Which lines run from the line with "ninja-merge-11" through the line with "We're not sure" in the entries below? Print them exactly, both ends included, and nothing more.

BEGIN Data to examine

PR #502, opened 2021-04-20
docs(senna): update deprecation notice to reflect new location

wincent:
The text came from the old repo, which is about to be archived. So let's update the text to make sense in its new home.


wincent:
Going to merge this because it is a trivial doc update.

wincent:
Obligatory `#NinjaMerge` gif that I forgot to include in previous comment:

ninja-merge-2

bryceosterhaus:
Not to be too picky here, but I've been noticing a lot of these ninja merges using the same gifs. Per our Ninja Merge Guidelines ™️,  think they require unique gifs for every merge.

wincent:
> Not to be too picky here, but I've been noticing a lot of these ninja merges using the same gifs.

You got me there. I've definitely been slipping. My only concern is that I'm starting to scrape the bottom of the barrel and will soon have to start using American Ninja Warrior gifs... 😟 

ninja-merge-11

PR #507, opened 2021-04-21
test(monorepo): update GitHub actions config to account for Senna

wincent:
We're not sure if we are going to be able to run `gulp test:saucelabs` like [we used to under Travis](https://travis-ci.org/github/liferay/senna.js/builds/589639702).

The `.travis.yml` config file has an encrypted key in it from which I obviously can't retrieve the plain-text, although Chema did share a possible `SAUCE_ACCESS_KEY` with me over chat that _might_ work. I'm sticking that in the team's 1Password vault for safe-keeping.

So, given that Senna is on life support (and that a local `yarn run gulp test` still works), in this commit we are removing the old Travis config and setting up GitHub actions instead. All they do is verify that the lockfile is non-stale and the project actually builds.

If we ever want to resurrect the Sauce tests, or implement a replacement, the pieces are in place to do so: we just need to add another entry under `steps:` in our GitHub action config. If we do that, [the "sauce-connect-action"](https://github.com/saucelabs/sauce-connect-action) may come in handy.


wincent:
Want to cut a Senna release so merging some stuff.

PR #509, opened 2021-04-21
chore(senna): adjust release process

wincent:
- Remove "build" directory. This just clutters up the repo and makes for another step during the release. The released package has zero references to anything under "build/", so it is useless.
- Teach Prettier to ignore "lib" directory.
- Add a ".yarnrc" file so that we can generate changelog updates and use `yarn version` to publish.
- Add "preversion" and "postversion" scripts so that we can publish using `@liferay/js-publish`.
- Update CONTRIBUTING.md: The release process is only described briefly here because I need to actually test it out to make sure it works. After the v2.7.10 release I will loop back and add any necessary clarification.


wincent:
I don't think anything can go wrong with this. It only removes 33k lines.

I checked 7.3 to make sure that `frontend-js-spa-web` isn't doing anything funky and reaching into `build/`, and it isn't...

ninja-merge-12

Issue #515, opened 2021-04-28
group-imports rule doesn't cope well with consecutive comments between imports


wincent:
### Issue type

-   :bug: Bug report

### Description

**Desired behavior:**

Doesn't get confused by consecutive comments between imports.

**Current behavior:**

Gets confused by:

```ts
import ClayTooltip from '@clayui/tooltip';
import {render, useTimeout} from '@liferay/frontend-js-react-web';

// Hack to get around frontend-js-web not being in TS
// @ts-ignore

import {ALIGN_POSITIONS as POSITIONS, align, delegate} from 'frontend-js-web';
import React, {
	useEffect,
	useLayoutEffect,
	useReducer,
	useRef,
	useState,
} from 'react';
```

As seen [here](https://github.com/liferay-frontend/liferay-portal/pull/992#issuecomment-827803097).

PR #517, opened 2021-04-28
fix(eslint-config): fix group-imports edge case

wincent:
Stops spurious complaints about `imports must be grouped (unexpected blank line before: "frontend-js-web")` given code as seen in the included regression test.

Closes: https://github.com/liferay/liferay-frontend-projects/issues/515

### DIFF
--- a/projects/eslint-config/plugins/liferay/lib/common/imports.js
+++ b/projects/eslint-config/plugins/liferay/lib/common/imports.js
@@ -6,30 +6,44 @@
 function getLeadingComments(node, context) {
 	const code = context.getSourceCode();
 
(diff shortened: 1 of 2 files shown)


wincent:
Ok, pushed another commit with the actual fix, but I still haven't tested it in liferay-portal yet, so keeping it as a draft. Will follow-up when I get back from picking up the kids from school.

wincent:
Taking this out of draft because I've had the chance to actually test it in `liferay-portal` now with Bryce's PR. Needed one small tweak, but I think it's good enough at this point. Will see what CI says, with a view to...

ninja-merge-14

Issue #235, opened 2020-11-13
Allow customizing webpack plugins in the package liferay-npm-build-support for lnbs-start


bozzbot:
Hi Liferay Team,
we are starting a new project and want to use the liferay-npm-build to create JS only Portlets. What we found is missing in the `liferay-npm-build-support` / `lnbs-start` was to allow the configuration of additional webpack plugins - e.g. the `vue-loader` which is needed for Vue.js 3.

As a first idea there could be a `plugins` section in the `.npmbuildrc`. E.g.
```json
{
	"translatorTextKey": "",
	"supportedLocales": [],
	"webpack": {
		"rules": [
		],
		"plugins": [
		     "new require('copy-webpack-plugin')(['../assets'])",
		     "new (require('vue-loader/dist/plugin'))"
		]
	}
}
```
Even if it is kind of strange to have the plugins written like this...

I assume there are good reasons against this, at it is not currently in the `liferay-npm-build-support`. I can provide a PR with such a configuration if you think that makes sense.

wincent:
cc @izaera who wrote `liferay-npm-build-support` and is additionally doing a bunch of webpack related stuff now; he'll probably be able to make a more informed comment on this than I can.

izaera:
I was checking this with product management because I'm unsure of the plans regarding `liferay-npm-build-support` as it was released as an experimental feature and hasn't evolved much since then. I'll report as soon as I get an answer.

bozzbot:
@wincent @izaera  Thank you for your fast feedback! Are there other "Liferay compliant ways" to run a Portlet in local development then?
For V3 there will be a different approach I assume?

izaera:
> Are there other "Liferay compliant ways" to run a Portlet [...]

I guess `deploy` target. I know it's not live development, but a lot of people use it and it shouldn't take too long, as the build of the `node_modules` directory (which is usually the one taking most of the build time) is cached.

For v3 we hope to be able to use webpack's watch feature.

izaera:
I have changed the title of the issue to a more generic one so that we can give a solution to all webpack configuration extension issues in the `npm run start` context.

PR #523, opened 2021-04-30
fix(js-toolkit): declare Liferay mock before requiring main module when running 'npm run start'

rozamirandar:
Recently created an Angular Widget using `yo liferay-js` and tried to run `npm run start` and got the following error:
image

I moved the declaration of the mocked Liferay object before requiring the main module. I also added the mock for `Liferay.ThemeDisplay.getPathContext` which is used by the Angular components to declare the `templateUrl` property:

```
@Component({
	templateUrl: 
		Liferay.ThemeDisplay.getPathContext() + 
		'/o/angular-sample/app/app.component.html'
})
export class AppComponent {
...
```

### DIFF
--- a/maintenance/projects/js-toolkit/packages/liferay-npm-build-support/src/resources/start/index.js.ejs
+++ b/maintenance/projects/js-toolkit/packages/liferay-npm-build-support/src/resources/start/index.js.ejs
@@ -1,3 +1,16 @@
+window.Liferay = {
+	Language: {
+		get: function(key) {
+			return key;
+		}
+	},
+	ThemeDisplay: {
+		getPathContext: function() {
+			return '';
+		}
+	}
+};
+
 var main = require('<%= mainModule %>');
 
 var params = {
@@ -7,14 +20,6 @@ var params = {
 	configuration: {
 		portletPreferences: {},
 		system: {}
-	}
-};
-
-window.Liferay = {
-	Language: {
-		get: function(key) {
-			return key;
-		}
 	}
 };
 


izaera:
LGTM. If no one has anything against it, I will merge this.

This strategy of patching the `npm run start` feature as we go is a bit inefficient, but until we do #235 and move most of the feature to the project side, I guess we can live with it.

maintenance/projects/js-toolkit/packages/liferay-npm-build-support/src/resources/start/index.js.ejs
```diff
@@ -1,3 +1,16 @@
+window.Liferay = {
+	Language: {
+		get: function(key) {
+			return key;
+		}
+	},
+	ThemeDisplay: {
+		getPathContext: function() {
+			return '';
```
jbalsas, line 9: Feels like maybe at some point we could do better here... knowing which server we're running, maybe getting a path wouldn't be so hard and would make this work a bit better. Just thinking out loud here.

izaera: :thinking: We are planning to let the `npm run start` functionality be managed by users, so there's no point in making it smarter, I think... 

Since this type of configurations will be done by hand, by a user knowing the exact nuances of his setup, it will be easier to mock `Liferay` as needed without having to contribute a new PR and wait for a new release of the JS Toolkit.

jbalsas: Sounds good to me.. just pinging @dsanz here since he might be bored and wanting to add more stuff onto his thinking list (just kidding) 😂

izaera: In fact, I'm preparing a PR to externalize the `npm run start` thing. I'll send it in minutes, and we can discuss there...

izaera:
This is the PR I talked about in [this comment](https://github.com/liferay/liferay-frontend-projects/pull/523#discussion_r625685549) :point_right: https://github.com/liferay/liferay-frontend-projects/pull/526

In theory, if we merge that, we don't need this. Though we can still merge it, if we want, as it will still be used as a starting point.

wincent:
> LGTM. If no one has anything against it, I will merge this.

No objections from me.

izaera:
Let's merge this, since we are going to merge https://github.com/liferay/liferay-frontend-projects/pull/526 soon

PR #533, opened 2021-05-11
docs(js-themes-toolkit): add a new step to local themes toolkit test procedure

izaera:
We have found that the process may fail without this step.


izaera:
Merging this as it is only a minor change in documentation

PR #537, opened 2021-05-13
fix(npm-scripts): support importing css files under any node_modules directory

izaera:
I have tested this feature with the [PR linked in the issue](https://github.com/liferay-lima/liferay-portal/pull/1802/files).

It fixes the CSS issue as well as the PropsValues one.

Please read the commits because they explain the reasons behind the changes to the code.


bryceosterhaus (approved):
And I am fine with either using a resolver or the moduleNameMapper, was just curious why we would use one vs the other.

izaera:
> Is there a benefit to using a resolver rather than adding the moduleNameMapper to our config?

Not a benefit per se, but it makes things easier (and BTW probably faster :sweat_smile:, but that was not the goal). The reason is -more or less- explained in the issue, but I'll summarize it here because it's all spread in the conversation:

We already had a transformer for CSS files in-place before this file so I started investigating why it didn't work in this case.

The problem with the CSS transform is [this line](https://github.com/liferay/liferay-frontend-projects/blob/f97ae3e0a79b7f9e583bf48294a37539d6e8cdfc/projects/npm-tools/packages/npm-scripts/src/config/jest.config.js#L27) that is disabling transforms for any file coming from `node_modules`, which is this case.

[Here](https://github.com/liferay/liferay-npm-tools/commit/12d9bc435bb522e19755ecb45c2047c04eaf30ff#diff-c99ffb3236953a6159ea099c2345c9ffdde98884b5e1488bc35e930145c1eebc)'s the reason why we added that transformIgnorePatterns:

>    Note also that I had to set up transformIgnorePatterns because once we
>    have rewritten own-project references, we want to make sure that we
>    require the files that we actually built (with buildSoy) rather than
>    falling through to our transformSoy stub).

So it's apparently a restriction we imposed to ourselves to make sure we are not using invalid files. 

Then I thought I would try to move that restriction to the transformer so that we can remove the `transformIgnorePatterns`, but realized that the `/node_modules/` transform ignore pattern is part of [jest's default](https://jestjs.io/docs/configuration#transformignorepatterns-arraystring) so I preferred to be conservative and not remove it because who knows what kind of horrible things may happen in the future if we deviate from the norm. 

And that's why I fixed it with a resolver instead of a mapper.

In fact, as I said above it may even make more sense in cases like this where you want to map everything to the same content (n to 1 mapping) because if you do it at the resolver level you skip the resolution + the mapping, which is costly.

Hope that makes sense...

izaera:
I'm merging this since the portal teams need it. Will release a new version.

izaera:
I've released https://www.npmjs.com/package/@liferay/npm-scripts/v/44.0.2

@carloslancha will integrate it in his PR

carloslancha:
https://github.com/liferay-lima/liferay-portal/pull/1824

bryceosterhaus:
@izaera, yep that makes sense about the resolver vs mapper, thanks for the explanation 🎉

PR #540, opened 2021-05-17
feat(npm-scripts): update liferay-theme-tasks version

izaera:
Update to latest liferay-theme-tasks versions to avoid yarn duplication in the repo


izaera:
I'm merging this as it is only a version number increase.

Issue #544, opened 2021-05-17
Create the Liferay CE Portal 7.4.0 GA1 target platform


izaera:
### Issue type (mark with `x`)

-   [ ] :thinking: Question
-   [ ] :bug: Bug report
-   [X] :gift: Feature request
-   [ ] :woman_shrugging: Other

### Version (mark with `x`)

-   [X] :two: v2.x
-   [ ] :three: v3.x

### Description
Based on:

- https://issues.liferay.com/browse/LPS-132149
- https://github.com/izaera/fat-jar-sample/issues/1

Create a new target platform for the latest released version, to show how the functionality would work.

END Data to examine

- [Result]:
ninja-merge-11

PR #507, opened 2021-04-21
test(monorepo): update GitHub actions config to account for Senna

wincent:
We're not sure if we are going to be able to run `gulp test:saucelabs` like [we used to under Travis](https://travis-ci.org/github/liferay/senna.js/builds/589639702).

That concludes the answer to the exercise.